> [What the task requires]: Please restate, word for word, the lines below that begin at the one with "PR #822, opened 2025-11-17" and end at the one with "Start long-running commands". Leave out all other lines.

> [Data]:
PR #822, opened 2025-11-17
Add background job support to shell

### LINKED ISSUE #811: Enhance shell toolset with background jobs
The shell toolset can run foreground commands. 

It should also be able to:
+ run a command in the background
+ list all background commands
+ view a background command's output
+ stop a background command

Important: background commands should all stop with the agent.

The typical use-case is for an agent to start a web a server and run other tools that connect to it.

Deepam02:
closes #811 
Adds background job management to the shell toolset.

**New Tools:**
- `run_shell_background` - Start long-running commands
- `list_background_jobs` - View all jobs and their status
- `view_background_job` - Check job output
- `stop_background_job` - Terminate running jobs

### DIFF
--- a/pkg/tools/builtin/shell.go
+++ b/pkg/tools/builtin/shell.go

* * *

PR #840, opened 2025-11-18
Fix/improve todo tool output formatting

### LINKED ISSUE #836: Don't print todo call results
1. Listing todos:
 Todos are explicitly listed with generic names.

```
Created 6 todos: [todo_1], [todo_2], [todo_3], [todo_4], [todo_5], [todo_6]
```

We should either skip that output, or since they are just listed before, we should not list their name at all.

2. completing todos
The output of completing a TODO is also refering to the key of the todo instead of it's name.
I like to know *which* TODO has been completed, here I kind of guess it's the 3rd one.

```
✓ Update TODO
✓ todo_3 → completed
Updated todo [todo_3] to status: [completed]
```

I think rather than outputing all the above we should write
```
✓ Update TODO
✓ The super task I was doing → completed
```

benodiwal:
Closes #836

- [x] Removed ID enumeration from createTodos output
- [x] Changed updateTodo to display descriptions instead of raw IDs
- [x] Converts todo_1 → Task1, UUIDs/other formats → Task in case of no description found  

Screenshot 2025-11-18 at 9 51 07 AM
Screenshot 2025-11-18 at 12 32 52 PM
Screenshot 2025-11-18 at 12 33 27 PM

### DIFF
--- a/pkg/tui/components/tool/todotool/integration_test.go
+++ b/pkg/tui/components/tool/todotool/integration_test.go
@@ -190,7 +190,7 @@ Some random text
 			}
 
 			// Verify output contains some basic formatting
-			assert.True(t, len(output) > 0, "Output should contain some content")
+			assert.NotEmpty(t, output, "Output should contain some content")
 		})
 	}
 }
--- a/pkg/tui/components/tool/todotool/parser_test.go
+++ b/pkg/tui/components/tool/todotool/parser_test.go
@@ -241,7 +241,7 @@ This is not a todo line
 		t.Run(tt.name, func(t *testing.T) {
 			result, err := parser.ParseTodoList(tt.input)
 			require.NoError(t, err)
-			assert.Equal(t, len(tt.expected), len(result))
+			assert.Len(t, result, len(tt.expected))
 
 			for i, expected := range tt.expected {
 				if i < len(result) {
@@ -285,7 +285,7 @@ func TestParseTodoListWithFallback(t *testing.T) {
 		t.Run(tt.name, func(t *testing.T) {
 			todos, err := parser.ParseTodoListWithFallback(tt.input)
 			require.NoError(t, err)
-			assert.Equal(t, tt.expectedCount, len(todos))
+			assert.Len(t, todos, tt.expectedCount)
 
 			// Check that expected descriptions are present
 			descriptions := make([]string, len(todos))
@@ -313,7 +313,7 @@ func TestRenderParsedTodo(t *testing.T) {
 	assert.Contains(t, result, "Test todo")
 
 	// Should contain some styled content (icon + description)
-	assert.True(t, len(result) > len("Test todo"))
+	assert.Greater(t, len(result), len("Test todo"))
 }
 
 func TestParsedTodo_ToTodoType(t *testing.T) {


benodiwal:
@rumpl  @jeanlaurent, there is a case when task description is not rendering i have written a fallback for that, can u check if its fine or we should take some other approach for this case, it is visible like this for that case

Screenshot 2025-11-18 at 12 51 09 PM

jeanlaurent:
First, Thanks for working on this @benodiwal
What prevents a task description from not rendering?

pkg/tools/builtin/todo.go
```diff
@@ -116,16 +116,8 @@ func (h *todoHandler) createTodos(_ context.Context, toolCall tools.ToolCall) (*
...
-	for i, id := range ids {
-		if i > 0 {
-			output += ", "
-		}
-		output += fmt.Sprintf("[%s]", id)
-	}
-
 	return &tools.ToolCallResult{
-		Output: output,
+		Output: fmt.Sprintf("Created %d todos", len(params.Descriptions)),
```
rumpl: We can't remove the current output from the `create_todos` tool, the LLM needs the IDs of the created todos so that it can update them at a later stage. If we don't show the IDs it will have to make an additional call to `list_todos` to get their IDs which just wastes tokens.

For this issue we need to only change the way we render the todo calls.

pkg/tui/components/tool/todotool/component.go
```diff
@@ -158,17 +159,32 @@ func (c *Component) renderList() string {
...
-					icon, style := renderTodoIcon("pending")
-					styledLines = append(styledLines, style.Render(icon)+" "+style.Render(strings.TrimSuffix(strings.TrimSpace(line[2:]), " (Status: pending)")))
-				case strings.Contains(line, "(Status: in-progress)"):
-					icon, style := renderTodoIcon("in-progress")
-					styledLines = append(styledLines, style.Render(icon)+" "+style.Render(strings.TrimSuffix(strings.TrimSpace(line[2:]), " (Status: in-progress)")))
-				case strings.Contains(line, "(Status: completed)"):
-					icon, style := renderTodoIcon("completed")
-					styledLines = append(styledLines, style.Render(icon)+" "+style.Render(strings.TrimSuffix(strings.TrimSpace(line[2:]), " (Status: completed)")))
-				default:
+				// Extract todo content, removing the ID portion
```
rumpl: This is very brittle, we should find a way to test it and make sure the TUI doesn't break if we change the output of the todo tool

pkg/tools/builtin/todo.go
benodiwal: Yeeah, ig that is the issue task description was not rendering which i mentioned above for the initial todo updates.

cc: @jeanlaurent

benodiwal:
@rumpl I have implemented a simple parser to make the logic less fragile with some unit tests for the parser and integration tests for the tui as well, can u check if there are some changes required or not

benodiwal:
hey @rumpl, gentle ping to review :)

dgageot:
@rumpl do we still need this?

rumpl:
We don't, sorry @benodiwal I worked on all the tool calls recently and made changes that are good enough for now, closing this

> [Task answer]:
PR #822, opened 2025-11-17
Add background job support to shell

### LINKED ISSUE #811: Enhance shell toolset with background jobs
The shell toolset can run foreground commands. 

It should also be able to:
+ run a command in the background
+ list all background commands
+ view a background command's output
+ stop a background command

Important: background commands should all stop with the agent.

The typical use-case is for an agent to start a web a server and run other tools that connect to it.

Deepam02:
closes #811 
Adds background job management to the shell toolset.

**New Tools:**
- `run_shell_background` - Start long-running commands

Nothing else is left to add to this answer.